[Collected data entries]
PR #5080, opened 2020-11-05
fix(reports): NULL recovery capacity where no data

jniles:
Adds "NULL" for the recovery capacity where there is no data to draw attention to it and ensure it is not taken into account in the
calculation.

**Before**
ISSUE - Do not show 0% recovery if no data -BHIMA

**After**
ISSUE - FIXED - Do not show 0% recovery if no data -BHIMA


lomamech (commented):
I will continue the analysis with a database with a lot of data, but I thought we had to use translation to display NULL in French or in English.

image

jniles:
@lomamech can you help me with a suggestion for the french word to use?

lomamech:
> @lomamech can you help me with a suggestion for the french word to use?

Null (en) and Nulle(fr) just because value is a feminine word

jniles:
@lomamech, thank you 😄

lomamech:
> @lomamech, thank you 😄

image
I have a concern with this report on collection capacity.
I carried out a series of invoices, payments just to analyze the data of the reports and I have the impression that I did not understand the value of registrations which is equal to 5 while I made more than 5 invoices

jniles:
@lomamech registrations are the number of patients, not the number of invoices.  The "average cost" is the average cost per patient, not per invoice.

We should probably include that text on the report 👍 .  That's a good suggestion.

lomamech:
> @lomamech registrations are the number of patients, not the number of invoices. The "average cost" is the average cost per patient, not per invoice.
> 
> We should probably include that text on the report 👍 . That's a good suggestion.

This is a good proposition, the labels should really speak for ease of analysis of the report.

jniles:
@lomamech  here are the changes:

image

jniles:
@lomamech changes landed!

lomamech:
> @lomamech changes landed!

I will investigate to better understand the report before closing it

PR #5084, opened 2020-11-05
Allow default access to Stock Setting menu item for admin, superuser

jmcameron:
Updates the migration file so that the new Stock Settings menu item is available by default for Admin and superuser without having to edit their permissions.

Tested on IMCK production database.

To test:

- download and install a production database (with migration, etc)
- yarn dev
- Observe that the "Stock Settings" item is visible under "Stock" menu.


jmcameron:
@jniles Could you please test this with the Vanga database?
Also, I'm not sure where the hex numbers in my update to the migration files come from and whether the will always be the same.   If there is a better way to retrieve those binary IDs, I would be interested  in updating this PR to do that.

jmcameron:
@jniles I think this is ready for a review and a test with the Vanga database.

server/models/migrations/next/migrate.sql
```diff
@@ -1,3 +1,20 @@
 /**
  * Migration from the version 1.16.0
- */
\ No newline at end of file
+ */
+
+/*
+ * @author: jmcameron
+ * @date: 2020-11-05 (updated 2020-11-10)
+ * @pull-release: 5084
```
jniles, line 8: Oh, this is cool.  Hadn't thought of this.

server/models/migrations/next/migrate.sql
```diff
@@ -1,3 +1,20 @@
...
+
+-- INSERT INTO `permission` (unit_id, user_id)  VALUES
+-- (290, 1),     --admin
+-- (290, 1000);  --superuser
+
+INSERT INTO `role_unit` (uuid, role_uuid, unit_id) VALUES
+-- superuser
+(HUID('BA7E12D3D16A4091A78742FF6F841C73'), HUID('7B7DD0D692734955A703126FBD504B61'), 290),
+-- admin
+(HUID('EC3847EED01E4A9096BDBA80F71C2B4A'), HUID('129BFCACD4A311E88196230B165892D5'), 290);
```
jniles, line 20: So ... these users don't actually exist in any other install but IMCK.  We generally customize the install to the particular environment, but because we were at IMCK when we started, these are stuck there.  Indeed, there are some transactions that use them and that makes them impossible to remove or else we would have removed them long ago.

So all tat being said .. I don't think this PR makes sense.

jmcameron: Ok. I'll change it to fold it into the Bhima_test SQL code.

jniles: I believe that we already give the superuser permission to everything - if it is in the unit table, we've got access to it.  So that is likely unnecessary ... unless there is a different bug going on.

Here is what I am referring to: https://github.com/IMA-WorldHealth/bhima/blob/master/test/data.sql#L333

jmcameron: I just double-checked that and realized the same thing.  So this is an unnecessary PR.
But developers installing BHIMA on production sites need to add those permissions somehow -- or train users to add them when needed.

jmcameron:
Not needed.

jmcameron:
It seems to me that we still need to do this kind of thing as SQL scripts for specific sites.   I may reopen it with a fix for IMCK.

jmcameron:
Here SQL script as a separate file for updating IMCK

[imck-stock-settings-permissions.sql.txt](https://github.com/IMA-WorldHealth/bhima/files/5520315/imck-stock-settings-permissions.sql.txt)

PR #5085, opened 2020-11-06
5067 - Fix accounts list by adding a filter

### LINKED ISSUE #5067: Do not allow a title account to be its own parent
While messing around with the accounts, I discovered this interesting corner case:

image

This is the account 4111, a title account.  As a parent, you can actually select itself!  This is bad because it will effectively remove it from the account tree, never to be seen again.

We should filter the list of proposed accounts so that we don't propose the account id under edit for the title account.

mbayopanda:
This PR fixes issue #5067 

Close #5067

### DIFF
--- a/client/src/modules/accounts/edit/accounts.edit.js
+++ b/client/src/modules/accounts/edit/accounts.edit.js
@@ -77,7 +77,7 @@ function AccountEditController(
   function handleAccountStore(accounts) {
     accountStore = angular.copy(accounts);
     accountStore.post(vm.rootAccount);
-    vm.accounts = accountStore.data;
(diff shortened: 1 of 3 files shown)


client/src/modules/accounts/edit/accounts.edit.js
```diff
@@ -77,7 +77,7 @@ function AccountEditController(
   function handleAccountStore(accounts) {
     accountStore = angular.copy(accounts);
     accountStore.post(vm.rootAccount);
-    vm.accounts = accountStore.data;
+    vm.accounts = accountStore.data.filter(item => item.id !== parseInt(id, 10));
```
jniles, line 80: This is correct. Thanks!

jniles (approved):
Solve the issue!  Great work.

bors r+

PR #5091, opened 2020-11-09
fix(bhFindEmployee): make search work

jniles:
Searching by the employee name or reference often didn't work in the bhFindEmployee component.  Here, we use the `hrlabel` like in accounts to make that more seamless.

**Before**
vSgoltfCCu

**After**
DxyARyIsK4


jniles:

lomamech (approved):
The test is no problem, success

jniles:
Bors r+

PR #5093, opened 2020-11-09
Fix distribution keys folding

### LINKED ISSUE #5006: Problem unfolding all rows in Grid

jmcameron:
Fix a problem that was preventing the Distribution Keys page from opening up fully expanded by default on Chrome.  This was affecting the End2End tests.  

Debugged with help from @jniles!

### DIFF
--- a/client/src/modules/distribution_center/distribution_key/distribution_key.js
+++ b/client/src/modules/distribution_center/distribution_key/distribution_key.js
@@ -114,6 +114,7 @@ function DistributionKeyController(DistributionCenters, Notify, uiGridConstants,
     DistributionCenters.getDistributionKey()
       .then((data) => {
         vm.gridOptions.data = data;
+        vm.grouping.unfoldAllGroups();
       })
       .catch(errorHandler)
       .finally(toggleLoadingIndicator);


jniles:
I approve this message :+1:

[EXERCISE GOAL] All of the data must be written out again, exactly as it stands.

[TASK SOLUTION]
PR #5080, opened 2020-11-05
fix(reports): NULL recovery capacity where no data

jniles:
Adds "NULL" for the recovery capacity where there is no data to draw attention to it and ensure it is not taken into account in the
calculation.

**Before**
ISSUE - Do not show 0% recovery if no data -BHIMA

**After**
ISSUE - FIXED - Do not show 0% recovery if no data -BHIMA


lomamech (commented):
I will continue the analysis with a database with a lot of data, but I thought we had to use translation to display NULL in French or in English.

image

jniles:
@lomamech can you help me with a suggestion for the french word to use?

lomamech:
> @lomamech can you help me with a suggestion for the french word to use?

Null (en) and Nulle(fr) just because value is a feminine word

jniles:
@lomamech, thank you 😄

lomamech:
> @lomamech, thank you 😄

image
I have a concern with this report on collection capacity.
I carried out a series of invoices, payments just to analyze the data of the reports and I have the impression that I did not understand the value of registrations which is equal to 5 while I made more than 5 invoices

jniles:
@lomamech registrations are the number of patients, not the number of invoices.  The "average cost" is the average cost per patient, not per invoice.

We should probably include that text on the report 👍 .  That's a good suggestion.

lomamech:
> @lomamech registrations are the number of patients, not the number of invoices. The "average cost" is the average cost per patient, not per invoice.
> 
> We should probably include that text on the report 👍 . That's a good suggestion.

This is a good proposition, the labels should really speak for ease of analysis of the report.

jniles:
@lomamech  here are the changes:

image

jniles:
@lomamech changes landed!

lomamech:
> @lomamech changes landed!

I will investigate to better understand the report before closing it

PR #5084, opened 2020-11-05
Allow default access to Stock Setting menu item for admin, superuser

jmcameron:
Updates the migration file so that the new Stock Settings menu item is available by default for Admin and superuser without having to edit their permissions.

Tested on IMCK production database.

To test:

- download and install a production database (with migration, etc)
- yarn dev
- Observe that the "Stock Settings" item is visible under "Stock" menu.


jmcameron:
@jniles Could you please test this with the Vanga database?
Also, I'm not sure where the hex numbers in my update to the migration files come from and whether the will always be the same.   If there is a better way to retrieve those binary IDs, I would be interested  in updating this PR to do that.

jmcameron:
@jniles I think this is ready for a review and a test with the Vanga database.

server/models/migrations/next/migrate.sql
```diff
@@ -1,3 +1,20 @@
 /**
  * Migration from the version 1.16.0
- */
\ No newline at end of file
+ */
+
+/*
+ * @author: jmcameron
+ * @date: 2020-11-05 (updated 2020-11-10)
+ * @pull-release: 5084
```
jniles, line 8: Oh, this is cool.  Hadn't thought of this.

server/models/migrations/next/migrate.sql
```diff
@@ -1,3 +1,20 @@
...
+
+-- INSERT INTO `permission` (unit_id, user_id)  VALUES
+-- (290, 1),     --admin
+-- (290, 1000);  --superuser
+
+INSERT INTO `role_unit` (uuid, role_uuid, unit_id) VALUES
+-- superuser
+(HUID('BA7E12D3D16A4091A78742FF6F841C73'), HUID('7B7DD0D692734955A703126FBD504B61'), 290),
+-- admin
+(HUID('EC3847EED01E4A9096BDBA80F71C2B4A'), HUID('129BFCACD4A311E88196230B165892D5'), 290);
```
jniles, line 20: So ... these users don't actually exist in any other install but IMCK.  We generally customize the install to the particular environment, but because we were at IMCK when we started, these are stuck there.  Indeed, there are some transactions that use them and that makes them impossible to remove or else we would have removed them long ago.

So all tat being said .. I don't think this PR makes sense.

jmcameron: Ok. I'll change it to fold it into the Bhima_test SQL code.

jniles: I believe that we already give the superuser permission to everything - if it is in the unit table, we've got access to it.  So that is likely unnecessary ... unless there is a different bug going on.

Here is what I am referring to: https://github.com/IMA-WorldHealth/bhima/blob/master/test/data.sql#L333

jmcameron: I just double-checked that and realized the same thing.  So this is an unnecessary PR.
But developers installing BHIMA on production sites need to add those permissions somehow -- or train users to add them when needed.

jmcameron:
Not needed.

jmcameron:
It seems to me that we still need to do this kind of thing as SQL scripts for specific sites.   I may reopen it with a fix for IMCK.

jmcameron:
Here SQL script as a separate file for updating IMCK

[imck-stock-settings-permissions.sql.txt](https://github.com/IMA-WorldHealth/bhima/files/5520315/imck-stock-settings-permissions.sql.txt)

PR #5085, opened 2020-11-06
5067 - Fix accounts list by adding a filter

### LINKED ISSUE #5067: Do not allow a title account to be its own parent
While messing around with the accounts, I discovered this interesting corner case:

image

This is the account 4111, a title account.  As a parent, you can actually select itself!  This is bad because it will effectively remove it from the account tree, never to be seen again.

We should filter the list of proposed accounts so that we don't propose the account id under edit for the title account.

mbayopanda:
This PR fixes issue #5067 

Close #5067

### DIFF
--- a/client/src/modules/accounts/edit/accounts.edit.js
+++ b/client/src/modules/accounts/edit/accounts.edit.js
@@ -77,7 +77,7 @@ function AccountEditController(
   function handleAccountStore(accounts) {
     accountStore = angular.copy(accounts);
     accountStore.post(vm.rootAccount);
-    vm.accounts = accountStore.data;
(diff shortened: 1 of 3 files shown)


client/src/modules/accounts/edit/accounts.edit.js
```diff
@@ -77,7 +77,7 @@ function AccountEditController(
   function handleAccountStore(accounts) {
     accountStore = angular.copy(accounts);
     accountStore.post(vm.rootAccount);
-    vm.accounts = accountStore.data;
+    vm.accounts = accountStore.data.filter(item => item.id !== parseInt(id, 10));
```
jniles, line 80: This is correct. Thanks!

jniles (approved):
Solve the issue!  Great work.

bors r+

PR #5091, opened 2020-11-09
fix(bhFindEmployee): make search work

jniles:
Searching by the employee name or reference often didn't work in the bhFindEmployee component.  Here, we use the `hrlabel` like in accounts to make that more seamless.

**Before**
vSgoltfCCu

**After**
DxyARyIsK4


jniles:

lomamech (approved):
The test is no problem, success

jniles:
Bors r+

PR #5093, opened 2020-11-09
Fix distribution keys folding

### LINKED ISSUE #5006: Problem unfolding all rows in Grid

jmcameron:
Fix a problem that was preventing the Distribution Keys page from opening up fully expanded by default on Chrome.  This was affecting the End2End tests.  

Debugged with help from @jniles!

### DIFF
--- a/client/src/modules/distribution_center/distribution_key/distribution_key.js
+++ b/client/src/modules/distribution_center/distribution_key/distribution_key.js
@@ -114,6 +114,7 @@ function DistributionKeyController(DistributionCenters, Notify, uiGridConstants,
     DistributionCenters.getDistributionKey()
       .then((data) => {
         vm.gridOptions.data = data;
+        vm.grouping.unfoldAllGroups();
       })
       .catch(errorHandler)
       .finally(toggleLoadingIndicator);


jniles:
I approve this message :+1:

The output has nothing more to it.